*WHAT YOU HAVE TO DO*.
When you return the data, keep each character exactly as it appears.

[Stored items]
══════
PR #2277, opened 2024-10-22
[MAINT]: Remove tests from wheel distro

### LINKED ISSUE #2271: Exclude unnecssary data from pvlib packaging
Most of the data in the data folder are only used for testing and not useful for any examples. However, they add up a considerable amount of space (MBs) relative to the pvlib package itself. For applications such as WASM (code running in the browser), all this clutter slows down loading significantly. The data folder is currently 57 MB out of a total of 63 MB.

Of course, there are data files that we want to keep such as the Linke turbidity and CEC database. However, a rough estimation shows that removing unused data files can reduce the pvlib package but half!

Excluding/including data files can be specified in the [pyproject.toml file](https://setuptools.pypa.io/en/latest/userguide/datafiles.html), for example:

    [tool.setuptools.packages.find]
    where = ["src"]  # list of folders that contain the packages (["."] by default)
    include = ["my_package*"]  # package names should match these glob patterns (["*"] by default)
    exclude = ["my_package.tests*"]  # exclude packages matching these glob patterns (empty by default)

This can also be done in the **MANIFEST.in** file, which is pvlib's current approach, and seems to have finer control.

The pvlib/tests folder can also be excluded, and save 2.5 MB.

echedey-ls:
- [x] Closes #2271
 - [  ] Tests added
 - [  ] Updates entries in [`docs/sphinx/source/reference`](https://github.com/pvlib/pvlib-python/blob/main/docs/sphinx/source/reference) for API changes.
 - [  ] New code is fully documented. Includes [numpydoc](https://numpydoc.readthedocs.io/en/latest/format.html) compliant docstrings, examples, and comments where necessary.

My biggest fear is that `setuptools` is caching things so please make a fresh local test. So far everything looks great to me:

- Tests and test data included in sdist
- Neither tests nor test data included in bdist

Partially addresses #1056 by moving all data files exclusively used for testing into `pvlib/tests/data`

Whatsnew already updated with quantified sizes from wheel both zipped and once extracted compared against `v0.11.1`.


echedey-ls:
I haven't checked whether `conda-forge` will complain because I don't have a clue on how it tests packages, from sdist, bdist, ... Maybe anyone more knowledgable can foretell about that.

kandersolar:
I think there shouldn't be any problem with conda-forge.  It doesn't run the tests, nor does it rely on the presence of the test data files.  Additionally, the process is entirely driven by the sdist (not wheel) files on PyPI anyway, so if we only change the wheel files, I think there can't be an issue.

For reference, here's the conda-forge recipe for pvlib-python: https://github.com/conda-forge/pvlib-python-feedstock/blob/main/recipe/meta.yaml

docs/sphinx/source/whatsnew/v0.11.2.rst
```diff
@@ -10,7 +10,10 @@ Deprecations
 
 Enhancements
 ~~~~~~~~~~~~
-
+* Reduced space requirements by removing tests and test files from wheel.
```
AdamRJensen, line 13:
```suggestion
* Reduced space requirements by excluding tests and test files from wheel.
```

AdamRJensen (approved):
A brief review from my phone. But I like it!

echedey-ls:
As I posted in #2271, I'm +1 to making the flat layout. Feel free to react to this message if you [dis]agree.

echedey-ls:
That's it. Flat structure serious proposal. One thing, the `/scripts` folder is getting into the `sdist`. May as well ignore it in the `MANIFEST.in`. Not doing it now cause it may be scope creep. Happy new year btw.

kandersolar:
@echedey-ls any idea why some data files are showing as having their contents changed?

image

echedey-ls:
I was utterly wrong - they were committed as CRLF, now they will stay like that. In any case, 100% recommend normalization of the line endings 🌞

codecov.yml
```diff
@@ -14,14 +14,15 @@ flags:
   core:
     paths:
       - pvlib/
+      - tests/
```
kandersolar, line 17: I think we do not want `tests` listed here

tests/iotools/test_solcast.py
kandersolar, line 1: Looks like this file still has the CR/LF issue :)

kandersolar (approved):
I think the time has come to move forward with this PR.  @echedey-ls there's a merge conflict, and two last comments below.

codecov.yml
echedey-ls: I took me a while to grasp what was desired here, but I got to this for the following reasons:
1. It previously was
    ```yaml
    paths:
      - pvlib/
      - '!pvlib/iotools/'
      - '!pvlib/tests/iotools/'
    ```
    I understand that in version `pvlib/tests` was included, right?
2. `tests/` also has code to test, for example:
   * [conftest.py:fail_on_pvlib_version(...)](https://github.com/pvlib/pvlib-python/blob/8bc594ca3587d8b76466062399b64fa9920c1b18/pvlib/tests/conftest.py#L21)
     Tested in
      https://github.com/pvlib/pvlib-python/blob/8bc594ca3587d8b76466062399b64fa9920c1b18/pvlib/tests/test__deprecation.py#L13C1-L28C20
  I did suppose `codecov` is smart enough not expect coverage of the test functions. I would like to verify it but the new GitHub experience ✨  does not let me see the coverage result file.

kandersolar: Ok, I agree now.  I retract my objection.  Good catch!!

echedey-ls:
Thanks, Kevin 😃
══════
*RESULT*.
PR #2277, opened 2024-10-22
[MAINT]: Remove tests from wheel distro

### LINKED ISSUE #2271: Exclude unnecssary data from pvlib packaging
Most of the data in the data folder are only used for testing and not useful for any examples. However, they add up a considerable amount of space (MBs) relative to the pvlib package itself. For applications such as WASM (code running in the browser), all this clutter slows down loading significantly. The data folder is currently 57 MB out of a total of 63 MB.

Of course, there are data files that we want to keep such as the Linke turbidity and CEC database. However, a rough estimation shows that removing unused data files can reduce the pvlib package but half!

Excluding/including data files can be specified in the [pyproject.toml file](https://setuptools.pypa.io/en/latest/userguide/datafiles.html), for example:

    [tool.setuptools.packages.find]
    where = ["src"]  # list of folders that contain the packages (["."] by default)
    include = ["my_package*"]  # package names should match these glob patterns (["*"] by default)
    exclude = ["my_package.tests*"]  # exclude packages matching these glob patterns (empty by default)

This can also be done in the **MANIFEST.in** file, which is pvlib's current approach, and seems to have finer control.

The pvlib/tests folder can also be excluded, and save 2.5 MB.

echedey-ls:
- [x] Closes #2271
 - [  ] Tests added
 - [  ] Updates entries in [`docs/sphinx/source/reference`](https://github.com/pvlib/pvlib-python/blob/main/docs/sphinx/source/reference) for API changes.
 - [  ] New code is fully documented. Includes [numpydoc](https://numpydoc.readthedocs.io/en/latest/format.html) compliant docstrings, examples, and comments where necessary.

My biggest fear is that `setuptools` is caching things so please make a fresh local test. So far everything looks great to me:

- Tests and test data included in sdist
- Neither tests nor test data included in bdist

Partially addresses #1056 by moving all data files exclusively used for testing into `pvlib/tests/data`

Whatsnew already updated with quantified sizes from wheel both zipped and once extracted compared against `v0.11.1`.


echedey-ls:
I haven't checked whether `conda-forge` will complain because I don't have a clue on how it tests packages, from sdist, bdist, ... Maybe anyone more knowledgable can foretell about that.

kandersolar:
I think there shouldn't be any problem with conda-forge.  It doesn't run the tests, nor does it rely on the presence of the test data files.  Additionally, the process is entirely driven by the sdist (not wheel) files on PyPI anyway, so if we only change the wheel files, I think there can't be an issue.

For reference, here's the conda-forge recipe for pvlib-python: https://github.com/conda-forge/pvlib-python-feedstock/blob/main/recipe/meta.yaml

docs/sphinx/source/whatsnew/v0.11.2.rst
```diff
@@ -10,7 +10,10 @@ Deprecations
 
 Enhancements
 ~~~~~~~~~~~~
-
+* Reduced space requirements by removing tests and test files from wheel.
```
AdamRJensen, line 13:
```suggestion
* Reduced space requirements by excluding tests and test files from wheel.
```

AdamRJensen (approved):
A brief review from my phone. But I like it!

echedey-ls:
As I posted in #2271, I'm +1 to making the flat layout. Feel free to react to this message if you [dis]agree.

echedey-ls:
That's it. Flat structure serious proposal. One thing, the `/scripts` folder is getting into the `sdist`. May as well ignore it in the `MANIFEST.in`. Not doing it now cause it may be scope creep. Happy new year btw.

kandersolar:
@echedey-ls any idea why some data files are showing as having their contents changed?

image

echedey-ls:
I was utterly wrong - they were committed as CRLF, now they will stay like that. In any case, 100% recommend normalization of the line endings 🌞

codecov.yml
```diff
@@ -14,14 +14,15 @@ flags:
   core:
     paths:
       - pvlib/
+      - tests/
```
kandersolar, line 17: I think we do not want `tests` listed here

tests/iotools/test_solcast.py
kandersolar, line 1: Looks like this file still has the CR/LF issue :)

kandersolar (approved):
I think the time has come to move forward with this PR.  @echedey-ls there's a merge conflict, and two last comments below.

codecov.yml
echedey-ls: I took me a while to grasp what was desired here, but I got to this for the following reasons:
1. It previously was
    ```yaml
    paths:
      - pvlib/
      - '!pvlib/iotools/'
      - '!pvlib/tests/iotools/'
    ```
    I understand that in version `pvlib/tests` was included, right?
2. `tests/` also has code to test, for example:
   * [conftest.py:fail_on_pvlib_version(...)](https://github.com/pvlib/pvlib-python/blob/8bc594ca3587d8b76466062399b64fa9920c1b18/pvlib/tests/conftest.py#L21)
     Tested in
      https://github.com/pvlib/pvlib-python/blob/8bc594ca3587d8b76466062399b64fa9920c1b18/pvlib/tests/test__deprecation.py#L13C1-L28C20
  I did suppose `codecov` is smart enough not expect coverage of the test functions. I would like to verify it but the new GitHub experience ✨  does not let me see the coverage result file.

kandersolar: Ok, I agree now.  I retract my objection.  Good catch!!

echedey-ls:
Thanks, Kevin 😃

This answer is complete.